Hard Questions for Agile

I am seeing a lot of the same questions come up over and over again recently. Now that larger organizations are starting to see the benefits of agile, more and more questions are coming up.

Everyone (including myself) has a desire to have a prescribed method, process, checklist, etc. that they can use to make sure they are doing things the "right way". In Scrum, there is a pretty clear list of activities, artifacts, and roles. People struggle because these lists provide the "whats" but not the "hows". For example, when I tell teams that they need to have one product owner for that project, they are sometimes at a loss; "How do we find one product owner? Our organization won't support that!".

Below is a list of questions that I have seen come up over and over again. I'm going to address them over time (as I have more time).

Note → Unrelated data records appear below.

PR #468, opened 2017-09-02
add a ldapsimple pwcheck plugin

comicfans:
this mainly intend to be used under windows without permission to config
ldap server . for example setting up a svnserve on windows, but don't have
 admin account for domain controller. no config needs to be done on ldap server side,
but have following limitations:

all user must under same DN
user DN must be written in config
not support admin bind-search then bind process

sample config:
pwcheck_method: ldapsimple
mech_list: PLAIN
ldapsimple_servers:  ldap.forumsys.com
ldapsimple_dn: cn=%u,dc=example,dc=com
ldapsimple_port:389

currently this prototype only written and tested on windows, on other system you can use saslauthd to support full ldap authorization.

### DIFF
--- a/lib/checkpw.c
+++ b/lib/checkpw.c
@@ -95,6 +95,7 @@
 # endif
 #endif
 
+# include <winldap.h>
 
 /* we store the following secret to check plaintext passwords:
  *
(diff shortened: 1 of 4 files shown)


lib/checkpw.c
```diff
@@ -95,6 +95,7 @@
 # endif
 #endif
 
+# include <winldap.h>
```
aamelnikov: This include clearly breaks Unix platforms. So you need to wrap it in some form of #ifdef

comicfans: should  _WIN32 macro test enough ?  if so I'll update this

quanah:
@comicfans Unfortunately someone pushed master into your merge request, making it a complete mess.  Can you either update this MR so it's correct, or create a new one with just your changes?  Thanks!

It will need to be signed off on to comply with the DCO check as well.

Neustradamus:
@comicfans: Have you seen the @quanah comment?

comicfans:
> @comicfans: Have you seen the @quanah comment?
Hi @quanah @Neustradamus sorry for the late reply, this MR opened at 2017, because my working environment needs exactly this function, and I tested/used this function for a while. but currently I've changed my job (at 2018) so I don't have such testing environment, also lose the usage intention. so if possible, please close this. unfortunately, I don't have too much sparse time for this.

williamdes:
Can this PR be rebased so some testing can be done ?
I am interested in this plugin

hyc:
You can examine the code without all the extraneous commits on the original branch https://github.com/comicfans/cyrus-sasl/tree/fix-msc-1900

I note that the ldap_init / ldap_connect APIs are deprecated, it should be using ldap_initialize() instead.

Pfiver:
I'd love this kind of plugin available.

But I see a potential security issue in this implementation. (See https://github.com/comicfans/cyrus-sasl/commit/639f9832ff4b3424b29785b97565343c95bd44e9#r115512817)

I also found a similar Idea (patch) from a mailing list  contribution in 2001 (!) and am really wondering why that never made it to the trunk. https://www.openldap.org/lists/openldap-software/200108/msg00075.html

Use case: I also have an openLDAP instance where I store hashed passwords - thus I can not use the "auxprop" plugins. Or am I missing some other obvious solution?

quanah:
Needs DCO and merge conflict updating. May be easier to close this PR and create a new one.

Neustradamus:
@comicfans: Any progress on this PR?

comicfans:
> @comicfans: Any progress on this PR?

Hi @Neustradamus please feel free to make any changes to fix the issue, I'm not working on this topic anymore, sorry for that

Neustradamus:
@comicfans: 8 years after the ticket creation, I understand for this closing but badly it has not been merged :/
Important: the team has requested you to add the DCO:
- https://en.wikipedia.org/wiki/Developer_Certificate_of_Origin
- https://www.google.com/search?q=dco+code+sign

  1. How can agile work on large projects?
    • I know this is being addressed slowly, but there are just not enough case studies out there. The standard "Scrum of Scrums" just doesn't cut it anymore, meaning that there are serious complexities that aren't addressed in the standard definition.
  2. How do I work with a vendor that does not want to take and agile approach?
  3. How does interaction design work in an agile environment?
    • I have not met any interaction designers (HCI type people) who really buy into the concept of iterative, incremental development.
  4. Our company is committed to PMBOK, how can agile fit in this environment?
  5. Our company needs to make financial projections that are 5 years out. How can we do this using an agile approach without trying to plan everything up front?
    • We in agile know that it is a myth that you can accurately plan everything up front.
  6. Our company needs to be CMMI compliant to be able to work with government entities. How can we be CMMI level 1-5 compliant and still follow the agile values?
  7. We have a project that's in crisis. How can agile rescue our project?
I'll add more as I hear them, but these are the biggies. Feel free to provide input or links that addresses any of these questions.